Bulyanhulu
- Location: Kahama, Shinyanga, Tanzania; 03°14′S 032°29′E﻿ / ﻿3.233°S 32.483°E;
- Opened: 2001
- Closed: 2034 (expected)
- Company: Acacia Mining
- Website: ACA website
- Acquired: 1999

= Bulyanhulu Gold Mine =

Gold mine in Tanzania

Bulyanhulu Gold Mine is an underground gold mine in the Shinyanga Region of Tanzania, located 55 kilometres south of Lake Victoria. It is one of three gold mines owned by Acacia Mining plc, formerly African Barrick Gold plc, a company owned by Barrick Gold, which is listed on the London Stock Exchange, and operates in Tanzania. Acacia also owns Buzwagi Gold Mine and the North Mara Gold Mine.

==History==
Gold mining in Tanzania in modern times dates back to the German colonial period, beginning with gold discoveries near Lake Victoria in 1894. The first gold mine in what was then Tanganyika, the Sekenke Mine, began operation in 1909, and gold mining in Tanzania experienced a boom between 1930 and World War II. By 1967, gold production in the country had dropped to insignificance but was revived in the mid-1970s, when the gold price rose once more. In the late 1990s, foreign mining companies started investing in the exploration and development of gold deposits in Tanzania, leading to the opening of a number of new mines.

Barrick acquired the Bulyanhulu project in 1999 when it purchased Sutton Resources.
The mine is located 150 km southwest of the city of Mwanza, a regional center. Bulyanhulu opened in 2001, and was built for a capital cost of US$280 million. Following the opening of Bulyanhulu, Tanzania became the third largest producer of gold in Africa, behind South Africa and Mali.

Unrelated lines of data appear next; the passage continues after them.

PR #156, opened 2020-04-01

AlexNPavel:
This reverts #155 which reverted #151, and fixes a bug from #151.

The bug that occurred was a very large error on start with filled with `unknown plugin: ...`. This was because the `checkUnknownPlugins` arguments for `pluginAgent.Start` was set to `true`. This fix was to set this to `false`.

The fix has been verified by running the `release-controller` in dry-run mode with the `--plugin-config` flag pointing to the plugin config in `openshift/release`.

/cc @stevekuznetsov


smarterclayton:
This broke startup again and looks like it had inadequate review.  I've reverted back before this set of commits (to c72359268fa4a9e3f4895b992ae0389edd454c9f).

Please open a new PR and I'll give you additional review tomorrow.

cmd/release-controller/sync.go
```diff
@@ -514,6 +517,124 @@ func (c *Controller) syncReady(release *Release) error {
 	return nil
 }
 
+// GitHubPR contains the necessary info to identify a GitHub PR (org, repo, and pr number)
+type GitHubPR struct {
```
smarterclayton, line 521: This all belongs in another package.  Start a `pkg/bugzilla` folder.

Makefile
```diff
@@ -1,5 +1,5 @@
 build:
-	GOFLAGS="-mod=vendor" go build -ldflags "-X github.com/openshift/release-controller/vendor/k8s.io/client-go/pkg/version.gitCommit=$$(git rev-parse HEAD) -X github.com/openshift/release-controller/vendor/k8s.io/client-go/pkg/version.gitVersion=v1.0.0+$$(git rev-parse --short=7 HEAD)" ./cmd/release-controller
+	hack/build.sh
```
smarterclayton, line 2: This change doesn't belong in here.

cmd/release-controller/sync.go
```diff
@@ -547,6 +668,50 @@ func (c *Controller) syncAccepted(release *Release) error {
 			}
 		}
 	}
+	// If bugzilla bugs were fixed by a PR approved by their QA contact, move bug to verified
```
smarterclayton, line 671: This does not belong here.  You may not add synchronous code that is not reentrant to this location.

I probably need to see quick write up of the logic you are intending to add, how the loop should work, and what the boundaries are.  You can't put things in the main sync loop generally that can't be deferred or delegated.  This *probably* (without understanding exactly what your logic is) is a secondary publish loop that should be completely independent, like the auditor.

You'll need to describe your logic through before I can recommend that.

smarterclayton: In general this code path has to finish in O(ms) and the majority of these calls don't satisfy that.

cmd/release-controller/sync.go
```diff
@@ -514,6 +517,124 @@ func (c *Controller) syncReady(release *Release) error {
...
+	// BZAssignRegex matches the QA assignment comment made by the openshift-ci-robot
+	BZAssignRegex = regexp.MustCompile(`Requesting review from QA contact:[[:space:]]+/cc @[[:alnum:]]+`)
+	// from prow lgtm plugin
+	lgtmRe       = regexp.MustCompile(`(?mi)^/lgtm(?: no-issue)?\s*$`)
+	lgtmCancelRe = regexp.MustCompile(`(?mi)^/lgtm cancel\s*$`)
+)
+
+// getBugzillaPRs identifies bugzilla bugs and the associated github PRs fixed in a release from
+// a given markdown changelog generated by `oc adm release info --changelog=git-cache-path from-tag to-tag`
+func getBugzillaPRs(input string) []BugzillaPR {
```
smarterclayton, line 547: We should not be doing this - the release info command already has a mode that spits out JSON/structured list of bugs for a release.  So you'll need to add a new info path "get bugs for release changes" and then instead of changelog we'll run `--bugs` with `-o json`.

cmd/release-controller/main.go
```diff
@@ -126,15 +123,12 @@ func main() {
...
-	// these flags are from the test-infra go flagsets for bugzilla and github
-	// this is an intermediate PR to allow us to add the flags to the cmd arguments
-	// in the release-controller pods before they become required in a later PR
-	flagset.StringVar(&opt.githubEndpoint, "github-endpoint", github.DefaultAPIEndpoint, "GitHub's API endpoint (may differ for enterprise).")
-	flagset.StringVar(&opt.graphqlEndpoint, "github-graphql-endpoint", github.DefaultGraphQLEndpoint, "GitHub GraphQL API endpoint (may differ for enterprise).")
-	flagset.StringVar(&opt.tokenPath, "github-token-path", "", "Path to the file containing the GitHub OAuth secret.")
-	flagset.StringVar(&opt.deprecatedTokenFile, "github-token-file", "", "DEPRECATED: use -github-token-path instead.  -github-token-file may be removed anytime after 2019-01-01.")
-	flagset.StringVar(&opt.bugzillaEndpoint, "bugzilla-endpoint", "", "Bugzilla's API endpoint.")
-	flagset.StringVar(&opt.apiKeyPath, "bugzilla-api-key-path", "", "Path to the file containing the Bugzilla API key.")
+	flagset.StringVar(&opt.pluginConfig, "plugin-config", "/etc/plugins/plugins.yaml", "Path to plugin config file.")
```
smarterclayton, line 126: You may not add new flags to this component that default to locations not on everyone's laptop.  This must default empty and must be explicitly set.

cmd/release-controller/main.go
```diff
@@ -236,6 +234,9 @@ func (o *options) Run() error {
 		o.ArtifactsHost,
 		releaseInfo,
 		graph,
+		pluginAgent,
```
smarterclayton, line 237: You'll want to look at how the auditor is created below but you'll just be an optional component that can run in certain modes.  Unlike audit you can be run in the main sync path, so you'll have an if block down below where you start your loop (i.e. something like RunMonitorAccepted)

Makefile
stevekuznetsov: Why not?

stevekuznetsov: Adding the new ldflags should happen at the same time that we start using the upstream version package.

cmd/release-controller/sync.go
AlexNPavel: I was using `changelog` because I wanted to retrieve the associated PR as well, which `--bugs` doesn't directly provide. I also assumed that `--bugs` didn't have `json` since `changelog` didn't. That's useful.

Since we add the github PRs as external bugs in bugzilla though, I could identify the github PR via the bugzilla API though. I'll implement it like that.

cmd/release-controller/sync.go
AlexNPavel: This code is essentially like a publish step, and it's supposed to improve workflow for QE.

Basically, a developer can request a review from the QA contact on the bugzilla bug associated with the PR using `/bugzilla cc-qa`. If the QA contact gives a `/lgtm` (or gives an approving review on a repo where approval review == lgtm), when a nightly build that includes the changes gets accepted, the bug is automatically moved to the VERIFIED state without needing extra steps from QE.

Bulyanhulu consists of an underground mine, a process plant, waste rock dumps, tailing containment, water management ponds, and associated facilities. As of 2014 there was an expected mine life of over 25 years remaining. When it opened it was Tanzania's deepest mine.

=== Evictions ===
In the early 1990s Kahama Mining—a subsidiary of Sutton Resources, a mineral exploration company—acquired the rights to explore the area. Small-scale miners claimed title to the land. On 31 July 1996 evictions started, and on 4 August 1996 miners obtained an injunction from the High Court to stop the regional commissioner from clearing the area until the land rights issue had been ruled upon by the court. According to Amnesty International and the miners' union, police and Kahama employees ignored the injunction and continued evictions. In a press release the Inspector General of the Police claimed that around 200,000 people had been evicted. Canadian diplomatic officials estimated that between 10,000 and 20,000 miners had left.

The small-scale miners claim that the police used force to evict from the area, and that Kahama used graders to seal off mine shafts with sand, knowingly burying alive miners who were still working inside. The police and Barrick Gold, the current owner of the site, deny that killings took place. A 2002 report by the Compliance Advisor/Ombudsman (CAO) of the International Finance Corporation (IFC), based on a 2001 visit to the site, concluded that there was not evidence of murder. Amnesty International has been denied access to the site by Tanzanian authorities, as was a team of international observers in 2001, the latter allegedly because they had entered the country with tourist visas.

==Safety==

In 2006 a miner was killed by a falling rock, and in March 2010 a fall of ground was responsible for the death of three miners and the destruction of the drill jumbo they were operating. In 2009 Bulyanhulu was awarded a National Award by Tanzania Occupational Safety and Health Authority for their health and safety program.

The Bulyanhulu mine has an experienced Emergency Response Team, which is often sent off site to other locations to assist in rescue operations at both operating and closed mines.